喬香急了,忙攔住他:“你怎麼虎頭虎腦的,也不問問就要往裏麵闖,小姐身子不舒服早就歇下了,不方便見你,你有什麼同我說,我一會兒再轉告小姐就是。”
大寶想著一會兒還要去李婆子那裏吃酒,自己這一身灰的,怎麼也得去換身衣服洗把臉。
便三言兩語地將六子那邊的情況同喬香說了,讓她進去告訴小姐一身:六子兩口子應下了,如今正在家中收拾東西,隻等來日就去院子裏幫工。
又將今下午六子同他說得那些話學給喬香聽。
喬香聽罷瞪大了眼:“他真這麼說的?這麼做他也願意?”
大寶歎了口氣:“確實的他親口提出來的,我乍一聽都以為是自己聽錯了,可他既對我這麼說,想必私下也同他家那位商議過了,應當都是想明白了的。”
喬香感慨:“這二人為了越哥兒還真是能豁的出去,竟把個親爹娘給比過去了。”
楚琮的案子成了無頭懸案,官府秘而不發,齊大太太被蒙在鼓裏不知道也就罷了,可那越哥兒的娘親如今還在娘家住著,這麼長時間竟都沒想著回去看看孩子,這娘做的當真的狠心。

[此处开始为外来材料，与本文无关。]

PR #3100, opened 2026-09-03
Support --colocate-memory-peak-device gpu under LoRA

yueming-yuan:
`--colocate-memory-peak-device gpu` (#2781) refused LoRA. gpu mode resumes the engine weights before the trainer sleeps, and the trainer has to give back what it can first: full-parameter runs only need `clear_memory()`, while LoRA also holds its grad buffers in the no-backup `grad_buffer` region that `patch_param_grad_buffer_for_colocate_mode_lora` creates. This adds that step and lifts the restriction.

- `sleep()` under LoRA now pauses `grad_buffer` alongside `default`, and `wake_up()` resumes both. Until now the LoRA sleep left the grad buffers on the GPU for the whole rollout.
- `offload_grad_buffer()` pauses the region ahead of `sleep()`; `train.py` calls it in gpu mode between `clear_memory()` and the engine weight resume. `sleep()` skips the region it already paused.

Split out of the Kimi K3 work (#1922, stacked on #1825, is superseded by #2781 plus this PR); K3's full-model runs on GB300 need gpu mode because the engine weight mirror and the trainer backup do not fit host RAM together.

## Validation

- `tests/fast/backends/megatron_utils/test_shared_ppo_lifecycle.py`: the tag sequence of a LoRA sleep/wake, and that `offload_grad_buffer()` followed by `sleep()` pauses `grad_buffer` once.
- Qwen3.5-35B-A3B LoRA colocate smoke on 8xH200 (`radixark/miles:dev-202609031229`, TP2/EP8, rank 16), 3 rollouts, once per `--colocate-memory-peak-device` mode, node host memory (`MemTotal - MemAvailable`, the quantity `log_cpu_memory` reports) sampled every 0.5 s through the trainer-sleep / engine-resume handoff. Steady state during training is 230 GB in both modes (engine host mirror resident). cpu mode: host climbs to 324 GB (+95 GB, the trainer backup written while the engine mirror is still there), then the engine resume releases the mirror. gpu mode: the engine resume drops host to 161 GB first (-69 GB), then the trainer backup brings it to 257 GB (+28 GB net). Handoff peak 324 GB vs 257 GB, three cycles each within 1 GB; the 67 GB difference matches the 35B bf16 mirror (70 GB). `offload_grad_buffer()` itself frees 0.16 GB of GPU per rank (device used 29.01 -> 28.85 GB, `print_memory` around the pause); that is the LoRA grad buffer (24.8M adapter params) and is small by construction. `tests/fast/ray/train` + `tests/fast/ray/test_actor_factory.py`: 120 passed.
- Not executed: a host-RAM-bound run where gpu mode is the difference between fitting and OOM (that is the GB300 K3 recipe).


Zhichenzzz (approved):

xyuzh:
Would this impact multi-lora?
`grad_buffer` pause with no-backup could unmap DDP `main_grad` storage

yueming-yuan:
> Would this impact multi-lora? `grad_buffer` pause with no-backup could unmap DDP `main_grad` storage

It would not, this does not touch the multi-lora path

maocheng23 (approved):

Issue #543, opened 2026-02-02
Sync arguments help string and argument documentation


zhaochenyang20:
https://github.com/radixark/miles/pull/517#issuecomment-3833058685

PR #3103, opened 2026-09-04
test(docs): guard cli-reference.md against undocumented train flags

bo-lyu:
## What

Adds a CPU test that keeps `docs/user-guide/cli-reference.md` in step with the
CLI flags `arguments.py` actually defines, plus a baseline file listing the flags
undocumented today.

- `tests/fast/utils/test_cli_reference_sync.py` — AST-scans the
  `add_argument("--...")` calls in `miles/utils/arguments.py` and
  `miles/dashboard/args.py` and diffs them against the flags named in
  `cli-reference.md`.
- `tests/fast/utils/cli_reference_undocumented.txt` — the current backlog (248
  flags). Built to shrink, in the spirit of `_KNOWN_ORPHANS` in
  `tests/ci/test/test_ci_discovery_coverage.py`: document a flag, delete its
  line; a second assertion fails if a line goes stale (flag renamed, removed, or
  since documented).

## Why

`arguments.py` defines ~339 `train.py` / `train_async.py` flags; only ~91 appear
in `cli-reference.md`, and nothing keeps the two in step, so a new flag lands
undocumented and stays invisible until someone greps the source.

This is the "sync" half of #543 (the follow-up deferred from #517: *"I am
thinking how to do a high level sync/auto-generation with arguments.py and this
document"*), enforced rather than generated. It does not write the missing
entries, but it stops the gap growing and turns "finish the document" into an
incremental, CI-enforced task.

Relates to #543 

## Scope

Out of scope, and excluded: Megatron's inherited flags (the doc covers those by
reference) and the `--sglang-*` / `--eval-sglang-*` passthrough families (covered
as families). The check reads source and Markdown only — it never imports
`miles` — so it runs in `stage-a-cpu` with no training dependencies.

## Checklist

- [x] `pre-commit run --all-files` clean on the changed files (black, isort, ruff,
  autoflake, the Miles bans).
- [x] `pytest tests/fast/utils` passes in `radixark/miles:latest` — 3235 passed,
  11 skipped; the new file is 3 passed.
- [x] New behavior has a test, auto-registered in `stage-a-cpu` (verified with
  `run_suite.py --list-only`).
- [x] Adds no flags; no `doc-dev:` governed file touched.


behroozazarkhalili:
Ran this on top of current main (2ed189c0d); the branch merges cleanly but test_no_new_undocumented_flag and test_baseline_has_no_stale_entry fail because the baseline is behind main: --control-server-port was renamed in #1971 to --api-server-host / --api-server-port, and --ci-metric-checker-expect-num is new.

I opened https://github.com/bo-lyu/miles/pull/1 against your branch with the 4-line baseline refresh; with it all 3 tests pass and the rest of tests/fast/utils is 4840 passed. ruff/black/isort are clean and run_suite --list-only picks the file up in stage-a-cpu.

Since every flag rename on main re-reds the branch until merge, a regeneration one-liner in the file header (or a --regen mode on the test) would help whoever merges. One note on the matcher: _documented_flags regexes the whole markdown, so a flag mentioned in prose counts as documented without a table row; fine for a backlog guard, worth a line in the docstring.

cc @fzyzcjy @Ying1123

bo-lyu:
Thanks behroozazarkhalili@:
- merged your 4 line change to re-base on the head, 
- added a `--regen` mode (python tests/fast/utils/test_cli_reference_sync.py --regen) that re-snapshots the baseline in one pass
-  noted in the docstring that the matcher scans the whole markdown

behroozazarkhalili:
Re-ran the new head (25f2bbbaa merged onto current main 2f9bb0248, no conflicts): `tests/fast/utils/test_cli_reference_sync.py` plus `test_arguments.py`, 186 passed, and `--regen` rewrites `cli_reference_undocumented.txt` to an identical file, so the baseline is current again. Nothing left from my side.

PR #1584, opened 2026-01-08
Update `missingDimensionStrategy` for local development

vegaro:
We need ot update the `missingDimensionStrategy` since we now have `billingclient`

### DIFF
--- a/android/build.gradle
+++ b/android/build.gradle
@@ -49,7 +49,8 @@ android {
         // Gradle doesn't know which variant of purchases-android to use when using
         // includeBuild and working with a local copy of purchases-android
         // https://developer.android.com/studio/build/build-variants#resolve_matching_errors
-        missingDimensionStrategy 'apis', 'billingclient'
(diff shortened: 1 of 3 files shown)


android/build.gradle
```diff
@@ -49,7 +49,7 @@ android {
         // Gradle doesn't know which variant of purchases-android to use when using
         // includeBuild and working with a local copy of purchases-android
         // https://developer.android.com/studio/build/build-variants#resolve_matching_errors
-        missingDimensionStrategy 'apis', 'defaults'
+        missingDimensionStrategy 'apis', 'billingclient'
```
tonidero: This is wrong, I think it should be
```suggestion
        missingDimensionStrategy 'apis', 'defaults'
        missingDimensionStrategy 'billingclient', 'bc8'
```
Same in the other places

vegaro: you are correct

tonidero (approved):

原本這孩子攤上了這樣的雙親,看著著實可憐,可又遇到了六子兩口子掏心窩子地對他,倒也算是個有福氣的。
若是他們能一直照料著越哥兒,倒也真是求之不得的好事。
喬香遂對大寶道:“剩下的事就交給我,我去同小姐說,或許小姐心裏也是早有考量的,興許就與那六子夫婦想到一塊去了。”
這就不顯得強人所難了,興許還能皆大歡喜呢?
大寶點點頭,隻覺得腳底板發酸,站得兩腿累得慌。
他打了個哈欠,含糊不清道:“我得回去換身衣裳洗把臉,晚上幹娘還叫我們一同去她那吃酒,我先去陪著,你若是得了空也去瞧一眼吧。”
喬香伸手替他拍了拍衣襟上的灰:“知道了,你先過去吧。”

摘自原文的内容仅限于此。